As an avg dev, what I can even do with 10 agents? It like managing 10 toddlers who can code, it looks good but it becomes hard to manage as you have limited context in your brain.
2 is the best setup if you can afford. One can write Tests and other can write the code. This is better because if you just use the same agent instance, its not gonna be able to write good tests as it will just write tests that its code is gonna pass. Its different for everyone else, but for me, 2 is the best setup for TDD.
Apart from that, you can just go ahead and do it your own way. I have found that many senior engineers think they are special when they can make Claude Code do something, they think its with their setup but I am usually able to replicate without any setups or Agents.md/Claude.md, the models are good enough without any complex setup.
I agree that extensive modding isn’t required. Just maintaining my claude.md seems to do the trick.
It’s like a fire extinguisher that helps engineers manage the problems they created to begin with.
(I ended up just using the claude web interface and making it use a checklist, took 8 hours)
I’ll occasionally have it write a little regex for me, which it does a decent job with, that’s its main use.
That is, don’t judge the llm hype by copilot its staggeringly bad.
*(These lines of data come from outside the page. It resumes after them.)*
PR #5669, opened 2023-04-21
chore: [#182479557] add config search to cms search

aloverso:
### Ticket

## Code author checklist

### DIFF
--- a/web/src/lib/search/helpers.ts
+++ b/web/src/lib/search/helpers.ts
@@ -3,13 +3,17 @@ import { LabelledContent, LabelledContentList, Match } from "@/lib/search/typesF
 export const findMatchInBlock = (blockTexts: string[], term: string, match: Match): Match => {
   for (const blockText of blockTexts) {
     if (blockText.includes(term)) {
-      const index = blockText.indexOf(term);
-      const startIndex = index - 50 < 0 ? 0 : index - 50;
-      const endIndex = term.length + index + 50;
-      match.snippets.push(blockText.slice(startIndex, endIndex));
+      match.snippets.push(makeSnippet(blockText, term));
     }
   }
   return match;
+};
+
+export const makeSnippet = (text: string, term: string): string => {
+  const index = text.toLowerCase().indexOf(term.toLowerCase());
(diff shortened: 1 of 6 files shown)


web/src/lib/search/helpers.ts
```diff
@@ -3,15 +3,19 @@ import { LabelledContent, LabelledContentList, Match } from "@/lib/search/typesF
...
   }
   return match;
 };
 
+export const makeSnippet = (text: string, term: string): string => {
+  const index = text.toLowerCase().indexOf(term.toLowerCase());
+  const startIndex = index - 50 < 0 ? 0 : index - 50;
+  const endIndex = term.length + index + 50;
+  return text.slice(startIndex, endIndex);
+};
```
jphechter, line 17: Nice usage of the Extract Function approach!

web/src/lib/search/searchConfig.ts
```diff
@@ -0,0 +1,126 @@
...
+        if (value.toLowerCase().includes(term)) {
+          matches = [
+            ...matches,
+            {
+              value: value,
+              keyPath: [...keyPaths, key],
+            },
+          ];
+        }
+      } else if (typeof value === "object" && value !== null && !Array.isArray(value)) {
```
jphechter, line 51: This needs to be validated, but can this just be an `else`? Because we're doing the same check on line 38 with a similar result I feel like this could be simplified.

web/src/lib/search/searchConfig.ts
```diff
@@ -0,0 +1,126 @@
...
+  }
+
+  return Object.keys(groupedConfigMatches).map((key) => ({
+    groupLabelPath: key,
+    matches: groupedConfigMatches[key],
+  }));
+};
+
+const searchObj = (obj: any, term: string, matches: JsonMatch[], keyPaths: string[]): JsonMatch[] => {
+  if (typeof obj === "object" && obj !== null && !Array.isArray(obj)) {
```
jphechter, line 38: This check sucks, but I don't know a better way to do this.

jphechter (approved):
I think everything here makes sense! 👍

Copilot is all I have to go by, due to the work restrictions. It took a good year to get that. I don’t know if anything else is in the works.
I’ve made a couple things outside of work with ChatGPT, but they were so basic that it was hardly something to get excited about. If it can’t help me at work, it’s hard for me to care much.
The choices those processes make about tool calls, using subagents, etc make a huge difference in the quality of result you’ll get. Copilot is just an extremely bad agent compared to the sota agents.
Several of the open source agents will out perform copilot regularly (try aider, open code or cline if you can). It’s really just a baffling own goal by Microsoft on how they’ve managed this.
I use them only for early prototypes that we discard early , but can’t use them with legacy codebases because reasons.
But if you are worried, you can use an inference only solution like Groq.
For personal use vs code + GitHub copilot pro plus works great (highest limits available for code generation for 40$) includes has over 10 models
Because its been updated even just this past couple weeks - everything is there - agents - codex - claude
I only have 16 gb ram and im coding like 4 projects at once if im crazy enough
These agents work best when you know what you want done, specifically on implementation and if you know what you are doing, some code (such as frontend) can be one-shotted >90% of the time with minimal checks.
Anything lower than that must be checked over by a human + agent, otherwise you will risk introducing a critical leak, bug or a new security issue.